Issue #676, opened 2023-06-09
Schedule repeat end date / execution count


UrekD:
Hey,

For scheduling repeatable task it would be nice to have extra options to specify when the task should stop/not be executed anymore or how many times a task should execute.

For I instance I reworked the current repeatable option to require the end time to satisfy our needs as:
![image](https://github.com/bugy/script-server/assets/38784343/5b27f1b3-2e8b-41cc-b8b9-515e7a9ace8e)

I'm open to working on a proper implementation, but I'd need someone to do the frontend, as I'm terrible with that.

bugy:
Hi @UrekD great idea, thanks. Feel free to submit PR for backend. 
You can try to do frontend too, it should be pretty simple in this case. I could tell you which classes are affected

UrekD:
> Hi @UrekD great idea, thanks. Feel free to submit PR for backend. You can try to do frontend too, it should be pretty simple in this case. I could tell you which classes are affected

Hey @bugy, yeah I figured it would be much easier to edit the vue and build it than the manual js editing I did like an idiot before xD

After managing to get it to build on windows, I managed to construct the box shown below.

![brave_dpBB3Fl6x2](https://github.com/bugy/script-server/assets/38784343/7e5eea0d-225b-42b6-8983-9985f43cd258)

If you are happy with the structure of that I'll move onto the functional part. As you can see the styling is not good with that, if there is an easy way to handle that I'd appreciate that. The yet unformatted additions can be found [here](https://github.com/bugy/script-server/compare/master...UrekD:script-server:master).

bugy:
Looks very good to me! If you struggle too much with styling, you can leave it for me

UrekD:
Minor bug the date field is not required, so user can sent it empty as it just grabs the default value.

![image](https://github.com/bugy/script-server/assets/38784343/10ad6f37-d04a-413b-ba1f-ae7f63700caf)

UrekD:
> Looks very good to me! If you struggle too much with styling, you can leave it for me

Ah I thought the styling was dynamic not static, in this case I got it.

![brave_XAUBlsHBCw](https://github.com/bugy/script-server/assets/38784343/a6fc127b-0e2b-42bd-9d76-3be1d83c7cb7)

I think I got the functionality down I'll give it a day or 2 test then open merge 😄

PR #677, opened 2023-06-14
Extend repeat schedule functionality #676

UrekD:
Implement functionality discussed in #676:

- Option to define when task should end
- Implemented new logic to handle the ending (arg passing, json writing, schedule handling)
- Implemented new UI elements to select the end type

### DIFF
--- a/src/scheduling/schedule_config.py
+++ b/src/scheduling/schedule_config.py
@@ -42,9 +42,7 @@ def _read_end_arg_int(incoming_schedule_config):
 
 def _read_end_args(incoming_schedule_config):
     end_option = incoming_schedule_config.get('end_option')
-    if end_option is None:
-        raise InvalidScheduleException('end_option is required for repeatable schedule')
-    elif end_option == 'end_datetime':
+    if end_option == 'end_datetime':
         end_arg = _read_datetime(incoming_schedule_config, 'end_arg')
         return end_option,end_arg
     elif end_option == 'max_executions':
@@ -116,8 +114,6 @@ class ScheduleConfig:
         elif self.end_option == 'max_executions':
             result['end_option'] = self.end_option
             result['end_arg'] = self.end_arg
-        elif self.end_option == 'never':
-            result['end_option'] = 'never'
 
         if self.repeatable:
             result['executions_count'] = self.executions_count


bugy:
Hi @UrekD sorry for a late response. Unfortunately I'm a bit busy this week, so don't have time to review. Will try to check the pull request within the next several days.
And thanks a lot for the pull request!

src/model/external_model.py
```diff
@@ -129,6 +129,8 @@ def parse_external_schedule(external_schedule):
     return {
         'repeatable': external_schedule.get('repeatable'),
         'start_datetime': external_schedule.get('startDatetime'),
+        'endOption': external_schedule.get('endOption'),
+        'endArg': external_schedule.get('endArg'),
```
bugy, line 133: I would suggest using explicit names, e.g. `end_datetime` and `max_executions`, to make the logic more readable (in the files below).
Also, please use snake_case for naming in python

src/scheduling/schedule_config.py
```diff
@@ -52,10 +49,20 @@ def read_weekdays(incoming_schedule_config):
 
 def read_schedule_config(incoming_schedule_config):
     repeatable = read_repeatable_flag(incoming_schedule_config)
-    start_datetime = _read_start_datetime(incoming_schedule_config)
+    start_datetime = _read_datetime(incoming_schedule_config, 'start_datetime')
```
bugy, line 52: Please add validation for start_datetime is not None. It was a part of `_read_datetime` before, but you removed the validation

src/scheduling/schedule_config.py
```diff
@@ -52,10 +49,20 @@ def read_weekdays(incoming_schedule_config):
...
 
     prepared_schedule_config = ScheduleConfig(repeatable, start_datetime)
     if repeatable:
+
+        endOption = incoming_schedule_config.get('endOption')
+        prepared_schedule_config.endOption = endOption
```
bugy, line 58: Please use `snake_case`

src/scheduling/schedule_service.py
```diff
@@ -83,6 +83,15 @@ def create_job(self, script_name, parameter_values, incoming_schedule_config, us
         if not schedule_config.repeatable and date_utils.is_past(schedule_config.start_datetime):
             raise InvalidScheduleException('Start date should be in the future')
 
+        if schedule_config.endOption == 'on':
+            if schedule_config.start_datetime > schedule_config.endArg:
+                raise InvalidScheduleException('End date should be after start date')
+            if date_utils.is_past(schedule_config.endArg):
+                raise InvalidScheduleException('End date should be in the future')
```
bugy, line 90: I think this check is redundant. We already check, that start time is in the future

web-src/src/main-app/components/schedule/SchedulePanel.vue
```diff
@@ -5,62 +5,79 @@
       <div class="schedule-type-panel">
         <p class="schedule-type-field">
           <label>
-            <input :checked="oneTimeSchedule" class="with-gap" name="schedule-type"
-                   type="radio"
-                   @click="oneTimeSchedule = true"/>
+            <input :checked="oneTimeSchedule" class="with-gap" name="schedule-type" type="radio" @click="oneTimeSchedule = true" />
```
bugy, line 8: Could you revert changes in the existing lines please, which you didn't modify here? I really prefer my previous formatting (with new lines), rather than long lines, which are much harder to read.

src/scheduling/schedule_service.py
```diff
@@ -143,6 +160,14 @@ def cleanup():
                     self._execution_service.cleanup_execution(execution_id, user)
 
                 self._execution_service.add_finish_listener(cleanup, execution_id)
+
+            if job.schedule.endOption == 'after':
+                job.schedule.endArg -= 1
```
bugy, line 165: What do you think about not overriding the config file on every execution, but rather count how many executions could fit between now and start_datetime?
e.g. if `start_datetime=19:30`, `max_count=5`, `now=22:12`. Then until now there were 6 executions (19:30, 20:00, 20:30, 21:00, 21:30, 22:00) and there is no need to execute anymore? For this, we could reuse scheduling.schedule_config.ScheduleConfig.get_next_time

bugy (changes requested):

src/scheduling/schedule_service.py
UrekD: Sorry, I'm not really understanding what you mean here as start is in the past? I think executions shouldn't be tied to exact next execute time as this makes this option obsolete in my opinion as this can be achieve with end time. This option would be more of  a guarantee execution of the job x times so even downtime wouldn't effect the job.

src/scheduling/schedule_config.py
UrekD: My bad I'll re add, tho I belive currently it's not possible to even pass None as if you leave the fields empty it grabs the default values from page load as well date is not required.

image

src/model/external_model.py
UrekD: I believe it would be more logical to have it set up this way because you can use the "end_option" to determine which case should be executed (in if statements and similar situations). For example, if we wanted to run something for a job that doesn't have an end date, we would need to check that both the "end_datetime" and "max_executions" are set to None. It's not a big problem when there are only two options, but if another option is added in the future, it would require more work and fields in ScheduleConfig class.

web-src/src/main-app/components/schedule/SchedulePanel.vue
UrekD: Changes should be reverted.

src/scheduling/schedule_service.py
UrekD: Good point, removed.

src/scheduling/schedule_config.py
UrekD: Adjusted in all files.

bugy (changes requested):

web-src/src/main-app/components/schedule/SchedulePanel.vue
bugy: Thanks!

src/scheduling/schedule_config.py
bugy: thanks!

src/scheduling/schedule_service.py
bugy: Alright, makes sense. Another proposal: may be instead of overriding the maxCount, we could save one more parameter: executionsCount (i.e. how many times the script was executed). So that we will keep the original maxCount value as a source of truth

src/model/external_model.py
bugy: :+1: ok, agreed :)

src/scheduling/schedule_config.py
```diff
@@ -7,12 +7,11 @@
...
-def _read_start_datetime(incoming_schedule_config):
-    start_datetime = model_helper.read_datetime_from_config('start_datetime', incoming_schedule_config)
-    if start_datetime is None:
-        raise InvalidScheduleException('start_datetime is required')
-    return start_datetime
-
+def _read_datetime(incoming_schedule_config, key):
+    datetime_value = model_helper.read_datetime_from_config(key, incoming_schedule_config)
+    if datetime_value is None:
+        raise InvalidScheduleException('%1 is required', key)
```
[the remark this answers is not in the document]
UrekD: Indeed should have been f'..., fixed!

src/scheduling/schedule_service.py
```diff
@@ -113,8 +120,16 @@ def schedule_job(self, job: SchedulingJob, job_path):
...
             return
-
+        
+        if schedule.end_option == 'after' and schedule.end_arg <= 0:
+            return                
+        
         next_datetime = schedule.get_next_time()
+
+        if schedule.end_option == 'on':
+            if date_utils.is_past(schedule.end_arg) or next_datetime > schedule.end_arg:
```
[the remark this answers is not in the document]
UrekD: Yep checked and removed.

src/scheduling/schedule_config.py
```diff
@@ -52,10 +51,20 @@ def read_weekdays(incoming_schedule_config):
...
 
     prepared_schedule_config = ScheduleConfig(repeatable, start_datetime)
     if repeatable:
+
+        end_option = incoming_schedule_config.get('end_option')
+        prepared_schedule_config.end_option = end_option
+        if end_option == 'on':
+            prepared_schedule_config.end_arg = _read_datetime(incoming_schedule_config, 'end_arg')
+        elif end_option == 'after':
+            prepared_schedule_config.end_arg = model_helper.read_int_from_config('end_arg', incoming_schedule_config)
```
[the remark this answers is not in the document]
UrekD: Implemented

web-src/src/main-app/components/schedule/SchedulePanel.vue
```diff
@@ -93,12 +127,19 @@ export default {
...
     return {
       oneTimeSchedule: true,
       startDate: now,
       startTime: now.toTimeString().substr(0, 5),
+      endOption: 'never',
+      endDate: endDay,
+      endTime: endDay.toTimeString().substr(0, 5),
       id: null,
       repeatPeriod: 1,
+      executeCount: 1,
```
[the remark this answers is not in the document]
UrekD: Renamed

src/scheduling/schedule_config.py
```diff
@@ -52,10 +51,20 @@ def read_weekdays(incoming_schedule_config):
...
     repeatable = read_repeatable_flag(incoming_schedule_config)
-    start_datetime = _read_start_datetime(incoming_schedule_config)
+    start_datetime = _read_datetime(incoming_schedule_config, 'start_datetime')
 
     prepared_schedule_config = ScheduleConfig(repeatable, start_datetime)
     if repeatable:
+
+        end_option = incoming_schedule_config.get('end_option')
+        prepared_schedule_config.end_option = end_option
+        if end_option == 'on':
```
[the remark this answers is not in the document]
UrekD: Agreed, renamed em.

src/scheduling/schedule_service.py
UrekD: Great idea, how about including executionsCount  on all repeatable tasks to offer some statistic about how many times the job ran in general.

bugy: Sounds good to me

src/scheduling/schedule_config.py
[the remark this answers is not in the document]
UrekD: Seen the error in my ways, I have re done it to be more in line with the previous. I think when checking for execution count it doesn't make sense to error if it's not available but just to set it to 0.

src/scheduling/schedule_service.py
UrekD: Implemented.

src/scheduling/schedule_config.py
```diff
@@ -32,6 +31,37 @@ def _read_repeat_period(incoming_schedule_config):
     return period
 
 
+def _read_executions_count(incoming_schedule_config):
+    executions_count = model_helper.read_int_from_config('executions_count', incoming_schedule_config)
```
bugy, line 35: You could pass `default` parameter to `read_int_from_config`

src/scheduling/schedule_service.py
```diff
@@ -136,6 +151,14 @@ def cleanup():
                     self._execution_service.cleanup_execution(execution_id, user)
 
                 self._execution_service.add_finish_listener(cleanup, execution_id)
+
+            if job.schedule.repeatable:
+                job.schedule.executions_count += 1
+
+                file_utils.write_file(
```
bugy, line 158: Can we call `save_job` ?

src/scheduling/schedule_config.py
```diff
@@ -32,6 +31,37 @@ def _read_repeat_period(incoming_schedule_config):
...
+        raise InvalidScheduleException('end_arg is required for repeatable schedule')
+    elif end_arg <= 0:
+        raise InvalidScheduleException('end_arg should be > 0')
+    return end_arg
+
+
+def _read_end_args(incoming_schedule_config):
+    end_option = incoming_schedule_config.get('end_option')
+    if end_option is None:
+        raise InvalidScheduleException('end_option is required for repeatable schedule')
```
bugy, line 54: I think None `end_option` should be allowed:
- existing configurations don't have it
- we should make manual configuration (via json) more user-friendly, i.e. don't require unnecessary configurations

src/scheduling/schedule_config.py
```diff
@@ -80,6 +118,18 @@ def as_serializable_dict(self):
...
         }
 
+        if self.end_option == 'end_datetime':
+            result['end_option'] = self.end_option
+            result['end_arg'] = date_utils.to_iso_string(self.end_arg)
+        elif self.end_option == 'max_executions':
+            result['end_option'] = self.end_option
+            result['end_arg'] = self.end_arg
+        elif self.end_option == 'never':
+            result['end_option'] = 'never'
```
bugy, line 128: Should we just skip it? As in a comment above, I would suggest to completely omit `end_...` configuration if it's not needed.

bugy (changes requested):
Hi @UrekD I think we are almost there :) I have only one big concern, about making this new feature optional

UrekD:
> Hi @UrekD I think we are almost there :) I have only one big concern, about making this new feature optional

Hey @bugy, how so? I'm guessing maybe from an administrative standpoint? As the functionality shouldn't in no way hinder the functionality as it was before, if you don't select anything else. I see the point about not requiring a value for never ending schedules that was oversight on my end, which actually thought about not implementing in a current way but not for that reason :D I'll address the new stuff tomorrow, thanks!

bugy (approved):
Sorry for delay and lots of previous comments
Looks good to me now, thanks a lot for the contribution! :+1: :tada:

UrekD:
> Sorry for delay and lots of previous comments Looks good to me now, thanks a lot for the contribution! 👍 🎉

No worries, thank you!

vnghia:
Can we avoid overwriting the configuration file ? Because I am using an Infra-as-code approach and everything is generated by some kind of code and set to read-only afterward. So this failed on my server.

UrekD:
> Can we avoid overwriting the configuration file ? Because I am using an Infra-as-code approach and everything is generated by some kind of code and set to read-only afterward. So this failed on my server.
> 
> https://github.com/bugy/script-server/blob/7ea018023532d42b101fef2ebf7b49ded2ec6b1a/src/scheduling/schedule_service.py#L155-L158
> 
> Maybe add a `is_forever` attribute to the `schedule_config` and we won't touch the file again if it has `is_forever`. I can send a PR for that.

Yeah that sounds good maybe better calling it `allow_write`.  Personally I'd use a modified image for deployment, as with the new var implementation you will also need to handle a schedule that is set to count for it to not fire forever if it can't keep track of the count, not sure if it's worth the hassle.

────────────────────────────────────────

#### EXERCISE DETAILS:
If a line in the entries holds the string "feature", copy it.

#### EXERCISE OUTPUT:
Hi @UrekD I think we are almost there :) I have only one big concern, about making this new feature optional
> Hi @UrekD I think we are almost there :) I have only one big concern, about making this new feature optional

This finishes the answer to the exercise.